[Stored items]
Issue #4392, opened 2026-07-17
gc init cannot select the built-in Pi provider


JPFrancoia:
## Disclaimer

While this issue was opened and filled directly from Pi using GPT 5.6 sol high, I manually checked all the provided details and I confirm that they're correct.

## Summary

`gc init` cannot select Pi Coding Agent even though Pi is installed, configured, on `PATH`, and available as the built-in `pi` provider.

## Environment

- Gas City: `1.3.5`
- Pi Coding Agent: `0.80.7`
- OS: Arch Linux

## Reproduction

```console
$ command -v pi
/home/djipey/.npm-global/bin/pi

$ pi --version
0.80.7

$ gc version
1.3.5

$ gc init ./my-city
gc init: no configured coding agents found; configure your coding agent and restart the wizard
```

Trying to bypass the wizard also fails:

```console
$ gc init --template gascity --default-provider pi --skip-provider-readiness --no-start ./my-city
gc init: unknown provider "pi" (expected one of: claude, codex, gemini, mimocode, antigravity)
```

## Expected behavior

Either:

1. the interactive wizard detects configured Pi installations, or
2. `--default-provider pi --skip-provider-readiness` accepts the built-in Pi provider without requiring a readiness probe.

## Current behavior / likely cause

Pi is a built-in provider in `internal/worker/builtin/profiles.go`, but it is absent from `supportedProviderReadiness` in `internal/api/handler_provider_readiness.go`.

Both the interactive wizard (`configuredWizardProviderChoices`) and explicit provider validation (`normalizeInitProvider`) are derived from `api.ProviderReadinessNames()`. Consequently, a built-in provider without an onboarding readiness probe cannot be selected even when `--skip-provider-readiness` is supplied.

This is also present on current `main` at the time of filing.

## Confirmed workaround

Scaffolding with a readiness-aware placeholder provider, then changing `city.toml` to Pi, works:

```bash
gc init ./my-city \
  --template gascity \
  --default-provider claude \
  --skip-provider-readiness \
  --no-start

sed -i \
  -e 's/provider = "claude"/provider = "pi"/' \
  -e 's/\[providers\.claude\]/[providers.pi]/' \
  -e 's/base = "builtin:claude"/base = "builtin:pi"/' \
  ./my-city/city.toml

gc start ./my-city
```

The resulting config resolves `pi → builtin:pi`, installs `.pi/extensions/gc-hooks.js`, and the named mayor session starts successfully.

Related broad tracker: #672.

PR #5168, opened 2026-08-10
feat(api): add pi readiness probe recognizing ~/.pi/agent/auth.json

m-u-xyz:
## Summary

Register "pi" in the provider readiness registry with a probe that treats the existence of ~/.pi/agent/auth.json as the configured signal (pi writes that file on login). The probe deliberately does not parse the contents, to avoid coupling to pi's evolving auth.json schema. This lets `gc init` detect pi without --skip-provider-readiness, so `gc init --default-provider pi` is no longer rejected with "unknown provider".

Mechanics: adds "pi" to supportedProviderReadiness, supportedReadiness, and readinessProbeSpecs (kind=provider), and wires a "pi" case into providerStatusFixHint for preflight remediation hints.

Tests:
- TestReadinessRegistrySync: "pi" joins the pinned readiness keys/order.
- TestCmdInitSkipProviderReadinessAllowsBuiltinWithoutProbe: "pi" was the probe-less exemplar guarding #4392; now that pi has a probe, swap to "omp" (Oh My Pi), another real builtin still without a probe. The test's own comment anticipated this swap.
- Add probePi unit tests (not_installed / needs_auth / configured) and TestNormalizeInitProviderAcceptsPiWithoutSkip, locking in that --default-provider pi no longer requires --skip-provider-readiness.

Default readiness items (defaultProviderReadinessItems / defaultReadinessItems) are unchanged, so /provider-readiness and /readiness default-query semantics and the OpenAPI/generated-client doc strings are unaffected (genspec is a no-op).

Issue: #5169 

## Testing

- [X] `make check`

## Checklist

- [X] Linked an issue, or explained why one is not needed
- [X] Added or updated tests for behavior changes

### DIFF
--- a/cmd/gc/init_provider_readiness.go
+++ b/cmd/gc/init_provider_readiness.go
@@ -432,6 +432,15 @@ func providerStatusFixHint(probeName, status string) string {
 		case api.ProbeStatusProbeError:
 			return "check ~/.gemini/settings.json and oauth_creds.json"
 		}
+	case "pi":
+		switch status {
+		case api.ProbeStatusNeedsAuth:
+			return "authenticate pi so it writes ~/.pi/agent/auth.json"
+		case api.ProbeStatusNotInstalled:
+			return "install the pi coding agent"
+		case api.ProbeStatusProbeError:
+			return "check ~/.pi/agent/auth.json and the local pi installation"
+		}
 	}
 	return ""
 }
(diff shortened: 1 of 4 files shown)


quad341 (approved):
Thanks @smurfix — this is a genuinely careful piece of work, and two things stand out.

The `omp` swap in `TestCmdInitSkipProviderReadinessAllowsBuiltinWithoutProbe` is the part most PRs would have missed. Giving pi a probe would have quietly hollowed out the #4392 regression guard; you noticed, picked another real probe-less builtin, kept the self-asserting preconditions so it fails loudly instead of rotting, and left a note for whoever swaps it next.

And thanks for calling out that the default readiness items are untouched. I checked — it holds; the generated artifacts check agrees.

One reviewer wondered whether pi also authenticates via an API-key env var. Our own docs answer it: `harness-recipes.md` lists pi as `login`, and `upstream_test.go` asserts it has no upstream env binding — so auth.json-existence is the right signal. Your note about not coupling to an evolving schema is sound and I'm taking it as-is.

Worth knowing: pi configs now hard-block `gc init` preflight when unauthenticated, where before they only warned. That's the intended effect of having a probe.

Merging. Thanks for making pi first-class in `gc init`.


---

PR #5172, opened 2026-08-10
fix(reaper): exclude gc-injected scaffolding from the worktree disposal gate (gas-wr8)

AJBcoding:
## Problem

gc writes its own files into every worktree it creates: provider-native MCP config, materialized skill symlinks, and an appended "# Gas City" `.gitignore` block. All three land on tracked-or-visible paths, so `git status --porcelain` in a healthy, untouched gc worktree is never empty.

Every disposal gate written as "porcelain is non-empty => keep" therefore refuses forever. The reaper's git-safety gate (`HasUncommittedWork()` in `cmd/gc/bead_worktree_reaper.go`) protected 100% of managed worktrees: recovered worktrees accumulate on disk indefinitely, and the one signal that should mean "real uncommitted work is about to be destroyed" becomes indistinguishable from background noise. Measured on a live rig: 11 porcelain entries in an untouched polecat worktree — an identical set to the rig root, all gc scaffolding.

## Fix

New `internal/scaffold` package computes **residue**: porcelain entries minus what gc can *prove* it owns, from records gc itself wrote at injection time:

- **skill symlinks** — named in the sink's `.gc-skill-ownership.json` (sink location discovered, not hardcoded)
- **MCP config** — marked in `.gc/mcp-managed/<provider>.json`, and only while the file still hashes to what gc last wrote (`content_sha256`, newly recorded by materialize)
- **`.gitignore`** — only when removing gc's own parsed "# Gas City" blocks restores the committed content exactly

Subtraction is one-directional: anything unprovable stays residue, so the failure mode is a worktree that lives too long — never one deleted with real work in it. `.gitignore` and `.mcp.json` are shared tracked files an agent may legitimately edit, so neither is excluded by path — the block is parsed and the config is hashed. Markers predating the hash prove adoption but not content, and fail closed until gc next rewrites them. Deletions are never subtracted.

Wired into the reaper's git-safety gate in `cmd/gc/bead_worktree_reaper.go`. `internal/git` stays generic — it gains `StatusPorcelainUntrimmed` (porcelain v1 is fixed-width; the trimmed variant strips the leading space of an unstaged first record and shifts it out of column alignment) and `ShowAtHead`, but no knowledge of gc scaffolding. The composition lives in `cmd/gc` beside the gate that needs it.

## Not in this PR (tracked separately)

- Three sibling gates with the same bare-porcelain shape: `cmd/gc/session_worktree_prune.go` (2 sites), `cmd/gc/agent_home_worktree_cleanup.go`, `internal/doctor/checks_semantic.go` (gas-o01)
- The mol-witness-patrol formula's DIRTY gate, which lives in gascity-packs (gas-o11)

## Validation

- `internal/scaffold`, `internal/materialize`, `internal/git`: full package tests green at this branch tip on macOS
- `go test ./cmd/gc -run 'TestWorktreeHasUnsalvagedWork'`: both new tests green against a real git-repo fixture shaped like a live worktree, including a guard that the fixture trips the old gate
- `go vet` clean on all touched packages

### DIFF
--- a/cmd/gc/bead_worktree_reaper.go
+++ b/cmd/gc/bead_worktree_reaper.go
@@ -16,6 +16,7 @@ import (
 	"github.com/gastownhall/gascity/internal/events"
 	"github.com/gastownhall/gascity/internal/git"
 	"github.com/gastownhall/gascity/internal/pathutil"
+	"github.com/gastownhall/gascity/internal/scaffold"
 	"github.com/gastownhall/gascity/internal/sling"
 )
 
@@ -287,10 +288,12 @@ func reapClosedBeadWorktrees(
 			// it as a clean answer would fail open.
 			if reason == "" {
 				wg := git.New(worktreePath)
-				hasUncommitted := wg.HasUncommittedWork()
+				hasUncommitted, uncommittedErr := worktreeHasUnsalvagedWork(wg, worktreePath)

■ WHAT YOU ARE ASKED TO DO:
All that should be written out is the stretch of lines above between the one holding "Issue: #5169" and the one holding "And thanks for", inclusive, exactly as given.

■ EXERCISE ANSWER:
Issue: #5169 

## Testing

- [X] `make check`

## Checklist

- [X] Linked an issue, or explained why one is not needed
- [X] Added or updated tests for behavior changes

### DIFF
--- a/cmd/gc/init_provider_readiness.go
+++ b/cmd/gc/init_provider_readiness.go
@@ -432,6 +432,15 @@ func providerStatusFixHint(probeName, status string) string {
 		case api.ProbeStatusProbeError:
 			return "check ~/.gemini/settings.json and oauth_creds.json"
 		}
+	case "pi":
+		switch status {
+		case api.ProbeStatusNeedsAuth:
+			return "authenticate pi so it writes ~/.pi/agent/auth.json"
+		case api.ProbeStatusNotInstalled:
+			return "install the pi coding agent"
+		case api.ProbeStatusProbeError:
+			return "check ~/.pi/agent/auth.json and the local pi installation"
+		}
 	}
 	return ""
 }
(diff shortened: 1 of 4 files shown)


quad341 (approved):
Thanks @smurfix — this is a genuinely careful piece of work, and two things stand out.

The `omp` swap in `TestCmdInitSkipProviderReadinessAllowsBuiltinWithoutProbe` is the part most PRs would have missed. Giving pi a probe would have quietly hollowed out the #4392 regression guard; you noticed, picked another real probe-less builtin, kept the self-asserting preconditions so it fails loudly instead of rotting, and left a note for whoever swaps it next.

And thanks for calling out that the default readiness items are untouched. I checked — it holds; the generated artifacts check agrees.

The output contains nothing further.